The access to justice gap in the U.S. is only growing wider. The magnitude of the problem is staggering.1 In 2017:
• 71% of low-income households have experienced a civil legal problem in the past year.
• Low-income Americans seek professional legal help for only 20% of the civil legal problems they face
• 86% of the civil legal problems reported by low-income Americans in the past year received inadequate or no legal help
At the same time, there are more and more proposed access-to-justice interventions. The problem is that decision makers in the U.S. legal system lack sufficiently rigorous evidence about the impacts of these potential solutions.
By providing decision makers with credible evidence about what works in access to justice, we can make the system work better for individuals and families who are unable to afford lawyers. This kind of information—the kind that comes from randomized control trials and rigorous qualitative evidence—will allow people with the power to make change to implement solutions that really make a difference.
The Access to Justice Lab advances the required transformation by implementing randomized control trials (RCTs) to find what works and then generalizing results into actionable lessons. The Lab creates knowledge, constructs best practices, and trains current and future scholars and practitioners to transform the U.S. legal system. We design and test our own access-to-justice interventions (such as self-help materials) and test interventions designed by our partners to learn what works best for individuals and families.
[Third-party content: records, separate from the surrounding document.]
PR #14862, opened 2026-03-16
Add exec-server stub server and protocol docs

starr-openai:
## Summary

This PR adds the standalone `codex-exec-server` stdio JSON-RPC crate.

It includes:
- the `codex-exec-server` binary and Rust client
- smoke tests for stdio initialization, output streaming, and writes
- a crate-local README with the current transport, protocol, and API definition

It intentionally does not wire the crate into the CLI or unified-exec yet.

## Validation

- `just bazel-lock-check`

## Notes

- The README documents the current wire protocol as implemented in this PR.
- The follow-up wiring into higher-level launch paths can land separately.

### DIFF
--- a/codex-rs/exec-server/src/bin/codex-exec-server.rs
+++ b/codex-rs/exec-server/src/bin/codex-exec-server.rs
@@ -1,0 +1,7 @@
+#[tokio::main]
+async fn main() {
+    if let Err(err) = codex_exec_server::run_main().await {
+        eprintln!("{err}");
+        std::process::exit(1);
+    }
+}
--- a/codex-rs/exec-server/src/client.rs
+++ b/codex-rs/exec-server/src/client.rs
@@ -1,9 +1,6 @@
 use std::collections::HashMap;
-use std::path::PathBuf;
-use std::process::Stdio;
 use std::sync::Arc;
 use std::sync::Mutex as StdMutex;
-use std::sync::atomic::AtomicBool;
 use std::sync::atomic::AtomicI64;
 use std::sync::atomic::Ordering;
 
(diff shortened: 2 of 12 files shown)


codex-rs/exec-server/src/bin/codex-exec-server.rs
```diff
@@ -0,0 +1,23 @@
+use clap::Parser;
+use codex_exec_server::ExecServerTransport;
+
+#[derive(Debug, Parser)]
+struct ExecServerArgs {
+    /// Transport endpoint URL. Supported values: `stdio://` (default),
```
pakrym-oai: Do we need stdin transport?

codex-rs/exec-server/src/server/handler.rs
```diff
@@ -0,0 +1,830 @@
...
+            )
+            .await
+        }
+        .map_err(|err| internal_error(err.to_string()))?;
+
+        let process_id = params.process_id.clone();
+        {
+            let mut process_map = self.processes.lock().await;
+            if process_map.contains_key(&process_id) {
+                spawned.session.terminate();
```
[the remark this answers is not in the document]
starr-openai: Fixed in `adfc5aa0c`: duplicate `processId` is now rejected before spawning, with a regression test that verifies no side-effecting command runs on the duplicate path.

codex-rs/exec-server/src/server/handler.rs
```diff
@@ -0,0 +1,830 @@
...
+    }
+
+    async fn handle_terminate_request(
+        &self,
+        params: crate::protocol::TerminateParams,
+    ) -> Result<TerminateResponse, codex_app_server_protocol::JSONRPCErrorError> {
+        let process = {
+            let mut process_map = self.processes.lock().await;
+            process_map.remove(&params.process_id)
+        };
```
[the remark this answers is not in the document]
starr-openai: Fixed in `adfc5aa0c`: terminate no longer removes the map entry immediately. The ID stays reserved until exit cleanup, with a regression test covering that behavior.

codex-rs/exec-server/src/client.rs
```diff
@@ -0,0 +1,1162 @@
...
+        let process_id = params.process_id.clone();
+        let status = Arc::new(RemoteProcessStatus::new());
+        let (output_tx, output_rx) = broadcast::channel(256);
+        self.inner.processes.lock().await.insert(
+            process_id.clone(),
+            RegisteredProcess {
+                output_tx,
+                status: Arc::clone(&status),
+            },
+        );
```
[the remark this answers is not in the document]
starr-openai: Fixed in `adfc5aa0c`: `start_process` now rejects duplicate local IDs before inserting into the client map, and there is a regression test proving the original process still receives output.

codex-rs/exec-server/src/bin/codex-exec-server.rs
starr-openai: I think yes for now: stdio is the local transport for the helper that launches a colocated server process, while websocket is the remote path. Keeping the server transport-agnostic lets us support both without coupling that choice into the client API.

codex-rs/exec-server/src/server/handler.rs
```diff
@@ -0,0 +1,938 @@
...
+                            .handle_exec_request(params)
+                            .await
+                            .map(ExecServerResponseMessage::Exec),
+                        Err(err) => Err(err),
+                    },
+                )
+                .await;
+            }
+            ExecServerRequest::Write { request_id, params } => {
+                self.send_request_result(
```
pakrym-oai: feels like there is quite a bit of boilerplate with match self.require_initialized and self.send_request_result and actual work is a small part of each branch.

codex-rs/exec-server/src/protocol.rs
```diff
@@ -0,0 +1,134 @@
...
+use serde::Serialize;
+
+pub const INITIALIZE_METHOD: &str = "initialize";
+pub const INITIALIZED_METHOD: &str = "initialized";
+pub const EXEC_METHOD: &str = "command/exec";
+pub const EXEC_WRITE_METHOD: &str = "command/exec/write";
+pub const EXEC_TERMINATE_METHOD: &str = "command/exec/terminate";
+pub const EXEC_OUTPUT_DELTA_METHOD: &str = "command/exec/outputDelta";
+pub const EXEC_EXITED_METHOD: &str = "command/exec/exited";
+pub const PROTOCOL_VERSION: &str = "exec-server.v0";
```
pakrym-oai, line 6: consider removing versioning until we design this.

codex-rs/exec-server/src/protocol.rs
```diff
@@ -0,0 +1,134 @@
...
+impl From<Vec<u8>> for ByteChunk {
+    fn from(value: Vec<u8>) -> Self {
+        Self(value)
+    }
+}
+
+#[derive(Debug, Clone, PartialEq, Eq, Serialize, Deserialize)]
+#[serde(rename_all = "camelCase")]
+pub struct InitializeParams {
+    pub client_name: String,
```
pakrym-oai, line 11: is this needed?

codex-rs/exec-server/src/server/handler.rs
```diff
@@ -0,0 +1,1032 @@
...
+    }
+
+    pub(crate) async fn exec(
+        &self,
+        params: crate::protocol::ExecParams,
+    ) -> Result<ExecResponse, codex_app_server_protocol::JSONRPCErrorError> {
+        self.require_initialized()?;
+        let process_id = params.process_id.clone();
+        {
+            let process_map = self.processes.lock().await;
```
starr-openai: race condition?

codex-rs/exec-server/src/server/handler.rs
```diff
@@ -0,0 +1,1032 @@
...
+        loop {
+            let response = {
+                let process_map = self.processes.lock().await;
+                let process = process_map.get(&params.process_id).ok_or_else(|| {
+                    invalid_request(format!("unknown process id {}", params.process_id))
+                })?;
+
+                let mut chunks = Vec::new();
+                let mut total_bytes = 0;
+                for retained in process.output.iter().filter(|chunk| chunk.seq > after_seq) {
```
starr-openai: will we block a process from writing stdout if we don't read stdout here?

codex-rs/exec-server/src/server/handler.rs
```diff
@@ -0,0 +1,1032 @@
...
+                        break;
+                    }
+                    total_bytes += chunk_len;
+                    chunks.push(ProcessOutputChunk {
+                        seq: retained.seq,
+                        stream: retained.stream,
+                        chunk: retained.chunk.clone().into(),
+                    });
+                    if total_bytes >= max_bytes {
+                        break;
```
starr-openai: lets log a warning / emit an event to indicate truncation?

codex-rs/exec-server/src/server/handler.rs
```diff
@@ -0,0 +1,1032 @@
...
+                    "stdin is closed for process {}",
+                    params.process_id
+                )));
+            }
+            process.session.writer_sender()
+        };
+
+        writer_tx
+            .send(params.chunk.into_inner())
+            .await
```
starr-openai: do we need to worry about this blocking other pending RPCs?

codex-rs/exec-server/src/protocol.rs
starr-openai: its a stub for now but I imagine we will need auth/identity later on

PR #14878, opened 2026-03-17
feat: support remote_sync for plugin install/uninstall.

xl-openai:
- Added forceRemoteSync to plugin/install and plugin/uninstall.
- With forceRemoteSync=true, we update the remote plugin status first, then apply the local change only if the backend call succeeds.
- Kept plugin/list(forceRemoteSync=true) as the main recon path, and for now it treats remote enabled=false as uninstall. We
  will eventually migrate to plugin/installed for more precise state handling.


codex-rs/core/src/plugins/remote.rs
```diff
@@ -0,0 +1,266 @@
...
+        return Err(RemotePluginMutationError::UnexpectedStatus { url, status, body });
+    }
+
+    let parsed: RemotePluginMutationResponse =
+        serde_json::from_str(&body).map_err(|source| RemotePluginMutationError::Decode {
+            url: url.clone(),
+            source,
+        })?;
+    let expected_enabled = action == "enable";
+    if parsed.id != plugin_id {
```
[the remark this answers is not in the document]
xl-openai: it is OK.

codex-rs/core/src/plugins/remote.rs
```diff
@@ -0,0 +1,266 @@
...
+        .await
+        .map_err(|source| RemotePluginMutationError::Request {
+            url: url.clone(),
+            source,
+        })?;
+    let status = response.status();
+    let body = response.text().await.unwrap_or_default();
+    if !status.is_success() {
+        return Err(RemotePluginMutationError::UnexpectedStatus { url, status, body });
+    }
```
sayan-oai, line 224: codex says the backend uninstall endpoint returns 404 when the plugin isn't installed remotely. so if you have the plugin installed locally but not remotely and call uninstall with `forceRemoteSync=true`, it will fail here before local removal

codex-rs/core/src/plugins/manager.rs
```diff
@@ -655,10 +700,13 @@ impl PluginsManager {
                 );
                 continue;
             }
-            if remote_enabled_by_name
-                .insert(plugin.name.clone(), plugin.enabled)
-                .is_some()
-            {
+            // For now, sync treats remote `enabled = false` as uninstall rather than a distinct
+            // disabled state.
+            // TODO: Switch sync to `plugins/installed` so install and enable states stay distinct.
```
sayan-oai, line 705: clarifying, this means new app-server endpoint?

sayan-oai (approved):
approving to unblock, but left a comment with idempotency concerns.

codex-rs/core/src/plugins/manager.rs
```diff
@@ -545,6 +567,27 @@ impl PluginsManager {
 
     pub async fn uninstall_plugin(&self, plugin_id: String) -> Result<(), PluginUninstallError> {
         let plugin_id = PluginId::parse(&plugin_id)?;
+        self.uninstall_plugin_id(plugin_id).await
+    }
+
+    pub async fn uninstall_plugin_with_remote_sync(
```
sayan-oai, line 573: optional nit: maybe these methods should have `curated` in the name, or something to clearly convey this is only with the curated plugins (we dont support remote-syncing other marketplaces, or local plugins)?

codex-rs/core/src/plugins/remote.rs
xl-openai: which is OK? ideally plugins/list will re-sync?

codex-rs/core/src/plugins/manager.rs
xl-openai: no it is a chat endpoint. we will move from calling chat plugins/list to just plugins/installed.

codex-rs/core/src/plugins/manager.rs
xl-openai: Actually not really—we also have private plugins (with remote sync). The real question is whether desktop can support purely local plugins, which I don’t have an answer for yet.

More and more people in law are advocating for evidence-based solutions. This is the system’s moment of transformation, and it’s critically important that the field defines what passes for “evidence” in law in a way that means relying only on credible information about what works. Randomized evaluations, not observational studies, create this type of evidence. RCTs ensure that the impacts we observe are caused by the interventions we deploy. This causal information allows policymakers to expend resources only on what truly works.
22 for 2022
To create and utilize the knowledge base necessary to transform the justice system, the profession needs both a strong database of rigorous information about what works and a coalition of decision makers using that information to create a more just system. By 2022, we hope to have 22 of our own studies either completed or in the field. We also seek to have 15 academic partners with their own studies in the field and 20 jurisdictions engaged in randomized evaluations. Achieving these goals will help create a body of evidence large enough to allow for real change.
In no field is resistance to rigorous, empirical data stronger than in United States legal practice. For more than a century, U. S. legal and adjudicatory practices have reflected an ethos of professionalism in which individual lawyers and judges purport to make irreducibly complex judgments about each client’s or litigant’s legal needs and the merits of their claims. The belief is that only a lawyer knows what is best for a client, and the only person a lawyer should listen to about her client’s legal needs is another lawyer. As a result, law currently recognizes only two sources of truth about what works and what doesn’t: (i) the pronouncements of legal elites, and (ii) each individual lawyer’s or judge’s own personal experience.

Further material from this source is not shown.